Activity —
In the entries that follow, the line with "PR #279, opened 2020-08-13" opens the range and the line with "The current Implementation assumes, that" closes it; repeat that range exactly, both lines included.

Collected data
== Segment start ==

Issue #2167, opened 2021-09-23
UI support for retracted datasets


mccalluc:
@shirey will indicate what the flag we should look for is, and provide an example.

@ngehlenborg : I'm guessing we do not want to see retracted datasets in search results? The work that's being done in #2162 would need to be generalized to exclude these as well... or maybe at index time we add a flag that covers all the cases where a dataset should not be in search results?

ngehlenborg:
It should be possible to find retracted datasets through the search interface but by default they should be excluded. Could this be handled as a facet with value `is_retracted` that would be set to `false` for all queries unless explicitly requested?

@shirey could probably comment on how this is handled in the data model. I guess a dataset is either retracted or not retracted. Sometimes people might want to see all that were ever available.

ngehlenborg:
Was the agenda item discussed in any of our portal calls?

shirey:
This was discussed extensively during a portal call, though I'm not sure we got into the UI much.  From my end, I'm adding two fields:
  `sub_status`  which will be set to "Retracted" in this case (and potentially has other  uses later)
  `retraction_reason` a reason for retraction and is required on retraction.
  https://github.com/hubmapconsortium/entity-api/issues/220

mccalluc:
https://portal.test.hubmapconsortium.org/browse/dataset/04e7385339167e541ad42a2636e18398

```
status | "Published"
sub_status | "Retracted"
```

mccalluc:
Details page handing is confirmed: Need to exclude from public search. Currently, [DEV has one public retracted dataset](https://portal.dev.hubmapconsortium.org/dev-search?has_substatus=true).

PR #2287, opened 2021-12-07
handle retracted on details

mccalluc:
Towards #2167 (Still need to exclude from search results.)

Screen Shot 2021-12-07 at 1 01 27 PM

### DIFF
--- a/context/app/static/js/pages/Dataset/Dataset.jsx
+++ b/context/app/static/js/pages/Dataset/Dataset.jsx
@@ -65,9 +65,12 @@ function DatasetDetail(props) {
     last_modified_timestamp,
     description,
     status,
+    sub_status,
     mapped_data_access_level,
   } = assayMetadata;
   const isLatest = !('next_revision_uuid' in assayMetadata);
+
+  const combinedStatus = sub_status || status;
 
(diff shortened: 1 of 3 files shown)


context/app/static/js/pages/Dataset/Dataset.jsx
```diff
@@ -65,10 +65,13 @@ function DatasetDetail(props) {
     last_modified_timestamp,
     description,
     status,
+    sub_status,
     mapped_data_access_level,
   } = assayMetadata;
   const isLatest = !('next_revision_uuid' in assayMetadata);
 
+  const combinedStatus = sub_status || status;
```
john-conroy, line 73: `sub_status` always takes precedence over status? Could there be a situation where the `status` is more severe and worth attention?

john-conroy (approved):

context/app/static/js/pages/Dataset/Dataset.jsx
mccalluc: Maybe? Eventually? but right now the only usage is retracted.

tsliaw (approved):

PR #2296, opened 2021-12-09
Mccalluc/na in tsv

### LINKED ISSUE #2285: Metadata download: fill in “n/a” if the field not in row
So fields which belong to a type, but which were left blank, can be distinguished from fields that would never be present.

mccalluc:
- Extends #2295
- Fix #2285

@ngehlenborg -- Please confirm that "n/a" is a good string, or suggest an alternative.


ngehlenborg (changes requested):
Let's use "N/A".

ngehlenborg (approved):

john-conroy (approved):

PR #2307, opened 2021-12-16
exclude "separate/"

### LINKED ISSUE #2305: MALDI-IMS confused by too many pyramids
On [this support dataset for MALDI-IMS](https://portal.hubmapconsortium.org/browse/support/83add9e02e419755afda8fab18260f52#files) I see
```
ometiff-pyramids/
  ometiffs/
    VAN0031-LK....ome.tif
    separate/
	  # Lots of TIFFs!
```
What we want is for vitessce to only worry about the top TIFF, and not worry about the files under `separate`. (A different approach would be to change the pipeline so that only the one is produced, but that would be difficult: Right now it just recurses through the directory looking for things to tile.)

For now, Chuck is going to try to understand the existing portal code, and see if a fix is feasible there.

mccalluc:
- Fix #2305

Possible ways this could go wrong:
- MALDI-IMS starts putting TIFFs in a directory other than `separate/`.
- Some other assay starts using `*separate/`, and we shouldn't ignore it.


mccalluc:
NPM error:
```
npm ERR! 503 Service Unavailable - GET https://registry.npmjs.org/vega-crossfilter/-/vega-crossfilter-4.0.2.tgz
```

mccalluc:
Huh: Looking through the code, found this... Feels like it overlaps?
```
class IMSViewConfBuilder(ImagePyramidViewConfBuilder):
    """Wrapper class for generating a Vitessce configurations
    for IMS data that excludes the image pyramids
    of all the channels separated out.
    """

    def __init__(self, entity, groups_token, is_mock=False):
        super().__init__(entity, groups_token, is_mock)
        # Do not show the separated mass-spec images.
        self.image_pyramid_regex = (
            re.escape(IMAGE_PYRAMID_DIR) + r"(?!/ometiffs/separate/)"
        )
```

ilan-gold:
> Huh: Looking through the code, found this... Feels like it overlaps?
> 
> ```
> class IMSViewConfBuilder(ImagePyramidViewConfBuilder):
>     """Wrapper class for generating a Vitessce configurations
>     for IMS data that excludes the image pyramids
>     of all the channels separated out.
>     """
> 
>     def __init__(self, entity, groups_token, is_mock=False):
>         super().__init__(entity, groups_token, is_mock)
>         # Do not show the separated mass-spec images.
>         self.image_pyramid_regex = (
>             re.escape(IMAGE_PYRAMID_DIR) + r"(?!/ometiffs/separate/)"
>         )
> ```

Yes - what you are doing here would replace that so I think you could just remove this class

mccalluc:
> aren't the directory structures checked on ingest

Only the raw datasets coming from the labs; the pipeline outputs are specified in a similar manner, but it's a different mechanism.

I'll fix merge conflicts and remove `IMSViewConfBuilder`.

mccalluc:
@ilan-gold / @jswelling -- If you can review this, if it's still relevant. Thanks!

ilan-gold (approved):

jswelling (approved):
This should work.  Worth noting that the 'separate' subdirectory is present in the raw MALDI data, not just the image pyramid.  It is explicitly permitted by the associated schema in ingest-validation-tools: https://github.com/hubmapconsortium/ingest-validation-tools/blob/main/src/ingest_validation_tools/directory-schemas/ims.yaml

PR #2314, opened 2021-12-17
Mccalluc/new docs

### LINKED ISSUE #2312: Use `https://software.docs.hubmapconsortium.org/` instead of `portal-docs`
on 12/17/2021, @shirey said that they would be happy to host all documentation on the new gh-pages based site, and @ngehlenborg is ok with this too. Then we can get rid of the submodule and move the repo to the graveyard.

mccalluc:
- Fix #2312.

Following the decision made this morning, the documentation will be hosted separately: This PR changes the links to point to the docs in their new home.
- I believe the documentation team has responsibility for moving the docs.
- Please do not approve until the documentation has been moved: You might want to check each URL.
- There is no reason this process should be drawn out. If there is a blocker, please identify it.
- If the old urls should redirect to the new ones, `*.md` can be replaced with `*.redirect`. I'll leave this to your judgement.

### DIFF
--- a/CHANGELOG-move-docs.md
+++ b/CHANGELOG-move-docs.md
@@ -1,0 +1,2 @@
+- Get rid of `docs/` links and replace with `https://software.docs.hubmapconsortium.org/about`.
+  (In a follow-up PR we'll remove the submodule, but holding off to avoid merge conflicts.)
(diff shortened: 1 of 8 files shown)


mccalluc:
Waiting for https://github.com/hubmapconsortium/software-docs/pull/25

mccalluc:
Replaced by #2428.

PR #2315, opened 2021-12-17
Mccalluc/use get view config builder in tests

### LINKED ISSUE #2308: Use `get_view_config_builder` in `test_confs.py`?
@ilan-gold , to improve our test coverage, and avoid depending on test-only code, I'm wondering how you would feel about 
```diff
- AssayViewConfClass = AssayConfClasses[assay]
+ AssayViewConfClass = get_view_config_builder(entity)
```
in `test_confs.py`?

If I make this tweak (for the real thing, would figure out the mocking):
```diff
- type_client = TypeClient(current_app.config["TYPE_SERVICE_ENDPOINT"])
+ type_client = TypeClient('https://search.api.hubmapconsortium.org')
```
... then it fails with:
```
>                    for dag in entity['metadata']['dag_provenance_list'] if 'name' in dag]
E       KeyError: 'metadata'
```

Is there reason I couldn't just add the this information to the JSON fixtures? It feels like that that would a good part of the logic to have tested, too.

mccalluc:
- Fix #2308 

@ilan-gold -- Out of the box, the tests aren't passing, so I'm incrementally adding fields to the JSON as they seem to be needed... Guessing that the old way took a short-cut around some of the logic, and it's good to fill this out? ... but I'm really flying blind.
- Is the best thing to continue reading the error messages and adding the missing pieces to the JSON?
- ... or would it be a lot easier for you to fill in the gaps?
- ... or would it make sense to assume the current behavior is correct and just get new examples from production, and just throw out all of the old ones?


mccalluc:
I've just checked locally, and this does fix the problem with `Bulk ATAC-seq [BWA + MACS2]`, and the signatures are now consistent, which simplifies other parts of the code. Linked two more issues that this PR will resolve.

mccalluc (commented):
Make the util, and then John says it's good.

ilan-gold (approved):

PR #279, opened 2020-08-13
Types/Class: Start arrays on even bytes

mycroes:
Addresses #175. Implements array offset fix only, char support is not included.


mycroes:
Also addresses #220, which basically implements the same behavior (without taking bits into consideration).

Issue #283, opened 2020-08-14
Unnecessary fail after Read (TKPT incomplete)


jakob-ledermann:
This might be related to #250 and simliar errors.
The current Implementation assumes, that a stream.Read only returns less than requested if the message is incomplete or a EOF is encountered. This assumption does not hold. NetworkStream.Read is guaranteed to block until the first byte is available and then copies the available bytes up to the requested count into the provided buffer.
If you are in a heavy load network environment (in my case 5 Mbit/s from a different device on the same network adapter + S71200) it happens that the Read function only copies a small amount of bytes into the buffer, if you call read again with an adjusted offset and the count reduced by the already received count, you often get more bytes of the expected message.

The current implementation (especially 0.4.0) fails after the first try. I hope i can get my fix up to 0.5.0 soon, so I can submit a PR.
One of the hard parts is to make sure I don't introduce an potentially endless loop.

mycroes:
Hi @jakob-ledermann, I figured this wouldn't happen because the message size is smaller than a normal MTU, so I didn't handle it in Sally7 either. It's definitely something that's worth fixing, so unless you absolutely want to tackle this yourself I'll take a jab at it.

mycroes:
Possibly related: #262 .

scamille:
https://stackoverflow.com/a/24412022 provides an example for a Stream ReadExactly extension function, which might be all that is needed here. Just needs to replace all the Stream.Read calls with it then. And a async version should be easy to add as well.

mycroes:
Thanks @scamille . I was expecting to fix it along the same lines, didn't have time to do something with it yet. I'll try to fix this this evening.

jakob-ledermann:
My internal solution, that only needs a sorting of the repositories:
`
        /// <summary>
        /// Reads a fixed amount of bytes from the stream into the buffer
        /// </summary>
        /// <param name="stream">the Stream to read from</param>
        /// <param name="buffer">the buffer to read into</param>
        /// <param name="offset">the offset in the buffer to read into</param>
        /// <param name="count">the amount of bytes to read into the buffer</param>
        /// <param name="timeoutMs">The timeout to abort the read</param>
        /// <returns>returns the amount of read bytes</returns>
        /// <exception cref="TimeoutException">
        ///  Throws timeout exception, when the timeout elapsed, while waiting for available Data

== Segment end ==

Output below —
PR #279, opened 2020-08-13
Types/Class: Start arrays on even bytes

mycroes:
Addresses #175. Implements array offset fix only, char support is not included.


mycroes:
Also addresses #220, which basically implements the same behavior (without taking bits into consideration).

Issue #283, opened 2020-08-14
Unnecessary fail after Read (TKPT incomplete)


jakob-ledermann:
This might be related to #250 and simliar errors.
The current Implementation assumes, that a stream.Read only returns less than requested if the message is incomplete or a EOF is encountered. This assumption does not hold. NetworkStream.Read is guaranteed to block until the first byte is available and then copies the available bytes up to the requested count into the provided buffer.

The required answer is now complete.